# NIB 880 for $600?



## jeff_t (Jul 31, 2013)

http://lansing.craigslist.org/tld/3964788469.html

Magnum STIHL MS 880 chainsaw 25" - $600





Sounds too good to be true, but I sent an email anyway.


----------



## cnice_37 (Jul 31, 2013)

This is a scam, pops up on CL pretty often.


----------



## clemsonfor (Jul 31, 2013)

kind of like the JD ???? with 34 hours on it thats a 2012 model that comes with a bushhog, loader, boxblade, trailer, finishmower....all for $6500!

Just send them your paypal and send payment and they will then ship it to you, you wont be able to Inspect the item as its already crated for dilivery


----------



## Ashful (Jul 31, 2013)

I think retail on that unit with a bar mounted is about $1800, give or take?


----------



## smokinj (Jul 31, 2013)

Three year warranty: I will take it.


----------



## maple1 (Jul 31, 2013)

I'm following this one.


----------



## mikefrommaine (Jul 31, 2013)

It's either a scam or they're taking a heck of loss considering that saw just sold on ebay for 1745

http://www.ebay.com/itm/Custom-STIH...873330953?pt=US_Chainsaws&hash=item43b966cd09


I'm going with scam.


----------



## Ashful (Jul 31, 2013)

Well, the ebay description does say, "HOT SAW".  That means different things to different folks.


----------



## maple1 (Jul 31, 2013)

I'd chase it if it was close to me.

For a few minutes, at least.

Any response to the email?


----------



## Jags (Jul 31, 2013)

WARNING - just saw the same add in the Rockford IL Craigslist a couple days ago. Could still be up for all I know.
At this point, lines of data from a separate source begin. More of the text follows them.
PR #385, opened 2021-08-03
Clarify buildpack description even more

abitrolly:
Signed-off-by: Anatoli Babenia <anatoli@rainforce.org>

I am trying to improve that once again.

### DIFF
--- a/content/docs/concepts/components/buildpack.md
+++ b/content/docs/concepts/components/buildpack.md
@@ -28,7 +28,7 @@ There are two essential steps that allow buildpacks to create a runnable image.
 
 #### Detect
 
-To determine which buildpack should be used to build your app, a [`platform`](platform) sequentially tests a group of
+To determine which buildpack should be used to build your app, a [`platform`][platform] sequentially tests a group of
 buildpacks against your source. The first buildpack that claims that it can build your sources will become selected.
 The `platform` does this by running `bin/detect` with a path to your source code, and expects the script to return 0
 if its logic matches -- for instance, an **NPM buildpack** might look for a `package.json`, and a **Go buildpack**
@@ -50,3 +50,4 @@ Learn more about buildpacks by referring to the [Buildpack API][buildpack-api].
 
 [buildpack-api]: /docs/reference/buildpack-api
 [package-a-buildpack]: /docs/buildpack-author-guide/package-a-buildpack/
+[platform]: /docs/concepts/components/platform
--- a/content/docs/concepts/components/buildpack.md
+++ b/content/docs/concepts/components/buildpack.md
@@ -5,16 +5,16 @@ weight=2
 
 ## What is a buildpack?
 
-A buildpack is a unit of work that inspects your app source code and formulates a plan to build and run your
+A buildpack is a set of executables that inspects your app source code and create a plan to build and run your
 application.
 
 <!--more-->
 
-Typical buildpacks are a set of at least three files:
+Typical buildpacks consist of at least three files:
 
 * `buildpack.toml` -- provides metadata about your buildpack
 * `bin/detect` -- determines whether buildpack should be applied
-* `bin/build` -- executes buildpack logic
+* `bin/build` -- executes build logic
 
 #### Meta-buildpack
 
@@ -22,16 +22,17 @@ There is a different type of buildpack commonly referred to as a **meta-buildpac
 `buildpack.toml` file with an `order` configuration that references other buildpacks. This is useful for 
 composing more complex detection strategies.
 
-## Anatomy of a buildpack
+## Buildpack phases
 
-There are two essential phases that allow buildpacks to create a runnable image.
+There are two essential steps that allow buildpacks to create a runnable image.
 
 #### Detect
 
-A platform sequentially tests groups of buildpacks against your app's source code. The first group that deems itself 
-fit for your source code will become the selected set of buildpacks for your app. Detection criteria is specific to each 
-buildpack -- for instance, an **NPM buildpack** might look for a `package.json`, and a **Go buildpack** might look for 
-Go source files.
+To determine which buildpack should be used to build your app, a [`platform`](platform) sequentially tests a group of
+buildpacks against your source. The first buildpack that claims that it can build your sources will become selected.
+The `platform` does this by running `bin/detect` with a path to your source code, and expects the script to return 0
+if its logic matches -- for instance, an **NPM buildpack** might look for a `package.json`, and a **Go buildpack**
+might look for Go source files.
 
 #### Build
 


content/docs/concepts/components/buildpack.md
```diff
@@ -5,33 +5,34 @@ weight=2
...
+These are two essential steps that allow buildpacks to create a runnable image.
 
 #### Detect
 
-A platform sequentially tests groups of buildpacks against your app's source code. The first group that deems itself 
-fit for your source code will become the selected set of buildpacks for your app. Detection criteria is specific to each 
-buildpack -- for instance, an **NPM buildpack** might look for a `package.json`, and a **Go buildpack** might look for 
-Go source files.
+To determine which buildpack should be used to build your app, a [`platform`](platform) sequentially tests a group of
+buildpacks against your source. The first buildpack that claims that it can build your sources will become selected.
```
samj1912, line 32: This may not always be true. The first buildpack group is selected but there could possibly be multiple buildpacks in that group that can build your source code.

content/docs/concepts/components/buildpack.md
```diff
@@ -5,33 +5,34 @@ weight=2
...
 
 There is a different type of buildpack commonly referred to as a **meta-buildpack**. It contains only a 
 `buildpack.toml` file with an `order` configuration that references other buildpacks. This is useful for 
 composing more complex detection strategies.
 
-## Anatomy of a buildpack
+## Buildpack phases
 
-There are two essential phases that allow buildpacks to create a runnable image.
+These are two essential steps that allow buildpacks to create a runnable image.
```
samj1912, line 27:
```suggestion
There are two essential steps that allow buildpacks to create a runnable image.
```

content/docs/concepts/components/buildpack.md
```diff
@@ -5,33 +5,34 @@ weight=2
 
 ## What is a buildpack?
 
-A buildpack is a unit of work that inspects your app source code and formulates a plan to build and run your
+A buildpack is a set of scripts that inspects your app source code and creates a plan to build and run your
```
samj1912, line 8:
```suggestion
A buildpack is a set of executables that inspects your app source code and create a plan to build and run your
```

content/docs/concepts/components/buildpack.md
```diff
@@ -5,33 +5,34 @@ weight=2
...
 
 #### Detect
 
-A platform sequentially tests groups of buildpacks against your app's source code. The first group that deems itself 
-fit for your source code will become the selected set of buildpacks for your app. Detection criteria is specific to each 
-buildpack -- for instance, an **NPM buildpack** might look for a `package.json`, and a **Go buildpack** might look for 
-Go source files.
+To determine which buildpack should be used to build your app, a [`platform`](platform) sequentially tests a group of
+buildpacks against your source. The first buildpack that claims that it can build your sources will become selected.
+The `platform` does this by running `bin/detect` with a path to your source code, and expects the script to return 0
```
samj1912, line 33: I think this line might be confusing in the context of buildpack groups and matching up of provisions and requirements within the group.

samj1912 (commented):
Thank you for the PR! :) I left some comments, lmk what you think about them.

content/docs/concepts/components/buildpack.md
abitrolly: I intentionally wrote this way as I thought that it would not repeat that is already stated in the header, but I am not proficient at the language. ) Fixed.

samj1912:
@abitrolly I was wondering if you have also had a chance to look at https://buildpacks.io/docs/concepts/#how-do-they-work

We tried to cut some details for a simpler and higher level overview of the different concepts. Does that flow better?

content/docs/concepts/components/buildpack.md
abitrolly: On Heroku I only used one buildpack for one build. This group logic is something new. It deserves a separate paragraph to keep it simple. Maybe it is documented somewhere already? How buildpacks share results of the build? Who creates the final image and packs artifacts then?

samj1912: They all work together to create the output image. See https://buildpacks.io/docs/reference/spec/buildpack-api/#build-plan

content/docs/concepts/components/buildpack.md
abitrolly: Buildpack groups is more or less clear. Maybe it needs a separate page though.  But the matching up of provisions and requirements within the group is not. Can you explain what is it?

content/docs/concepts/components/buildpack.md
samj1912: I am not too sure about how heroku uses CNB but I think they also allow multiple buildpacks https://devcenter.heroku.com/articles/using-multiple-buildpacks-for-an-app

content/docs/concepts/components/buildpack.md
samj1912: Some details are available at https://buildpacks.io/docs/reference/spec/buildpack-api/#build-plan

but essentially it requires all the buildpacks in the group to require everything that is provided by other buildpacks before them. Otherwise the group fails at detection.

abitrolly:
Haven't seen https://buildpacks.io/docs/concepts/#how-do-they-work before. It repeats much from the definition, and it doesn't explain the *buildpack groups* concept too. While it gives an abstract overview of what a buildpack does, it still doesn't explain what a buildpack is.

content/docs/concepts/components/buildpack.md
abitrolly: @samj1912 it looks like there is no obligation for the `buildpack` to provide build plan. And even if it provides, it just to pass info from own `detect` to own `build`, and further orchestration of buildpacks is the role of `lifecycle` tool, so I think it is okay to omit this here.

content/docs/concepts/components/buildpack.md
abitrolly: As for me, this definitely needs a separate page describing the scenario of multiple buildpacks.

abitrolly:
@samj1912 so do we reach a consensus that orchestration of multiple buildpacks is out of scope for buildpack definition page?

content/docs/concepts/components/buildpack.md
jromero: I agree with @samj1912, this sentence may be very misleading:

> The first buildpack that claims that it can build your sources will become selected.

It's really more like the "first group of buildpacks that claim they can..."

abitrolly: @jromero I am lost. How can a "group of buildpacks" collectively determine if they fit? Is it still `platform` that selects multiple buildpacks based on their individual responses? Or what is the "consensus algorithm" that makes buildpacks determine that they can only do this build together?

It is possible to document the simple case and then adjust for a more complicated scenario, which I believe needs a separate page.

jromero: Sorry for the delay. You can learn more about how buildpacks groups work here: https://buildpacks.io/docs/concepts/components/buildpack-group/

I agree with the sentiment that we could document a simple case and add more complicated scenarios later but the sentence in question is just wrong based on the existing functionality. 

A simple change from:

> The first buildpack that claims that it can build your sources will become selected.

To:

> The first group of buildpacks that claim to be able to build your sources will be used.

Should resolve the apprehension.

content/docs/concepts/components/buildpack.md
jromero: In addition to @samj1912 comments, "expects the script to return 0" seems to low-level of a detail for this page.

content/docs/concepts/components/buildpack.md
jromero: Looking back at was originally there, I think that makes good enough sense. If the reader needs more clarification, then maybe we can refer them to https://buildpacks.io/docs/concepts/components/buildpack-group/.

abitrolly:
Now it is much better. Thanks everyone involved. )

jromero:
No. _Thank you_!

My Spidey senses are tingling.

Exact same add.


----------



## clemsonfor (Jul 31, 2013)

Thats how those tractor adds are! the exact same add in multiple locations!


----------



## Foragefarmer (Jul 31, 2013)

The thing that sucks is even if you don't bite on the ad they will sell your email account to everyone and jam your junk mail full of porn and Nigerian scammers. I replied to a chest freezer ad of all things.


----------



## clemsonfor (Jul 31, 2013)

I get the Nigerian scanners every time I sell stuff!!  They want to know if its in good shape and then thy say there dine with paying for It they can't make it to inspect give them your email and PayPal I'd ....so they can then hack it   There easy to spot the scanners as a seller now. I just reapont to the texts they send now with sold. There always broken English an. They say the wrong tense and leave words out.


----------



## mikefrommaine (Jul 31, 2013)

clemsonfor said:


> I get the Nigerian scanners every time I sell stuff!! They want to know if its in good shape and then thy say there dine with paying for It they can't make it to inspect give them your email and PayPal I'd ....so they can then hack it There easy to spot the scanners as a seller now. I just reapont to the texts they send now with sold. There always broken English an. They say the wrong tense and leave words out.


 
Are you sure they are the ones who have yet to master English?


----------



## Thistle (Jul 31, 2013)

big time scam.


----------



## Ashful (Jul 31, 2013)

Foragefarmer said:


> I replied to a chest freezer ad of all things.


 

Who's chest were you planning to freeze?


----------



## StihlHead (Aug 1, 2013)

The ad has been flagged for removal. Same as the old tractor ads. Likely you will get a story about some guy with a son that bought the saw before moving to their current location (in another state), and it is at their old address ready to ship. All you need to do is send them a check or MO to them and they will ship the saw to you (and 12 other suckers). Using a CC is actually a lot safer.


----------



## pyroholic (Aug 1, 2013)

riple post, sorry it's far too early in the morning


----------



## pyroholic (Aug 1, 2013)

edit, double post


----------



## Foragefarmer (Aug 1, 2013)

Joful said:


> Who's chest were you planning to freeze?


 

Super sexy! This ones showing everything it's got.


----------



## MasterMech (Aug 1, 2013)

You could send me the $600, at least then you would know who has your money.


----------



## DexterDay (Aug 1, 2013)

The eBay ad is legit. 

These scammers stole the photo from that ad. 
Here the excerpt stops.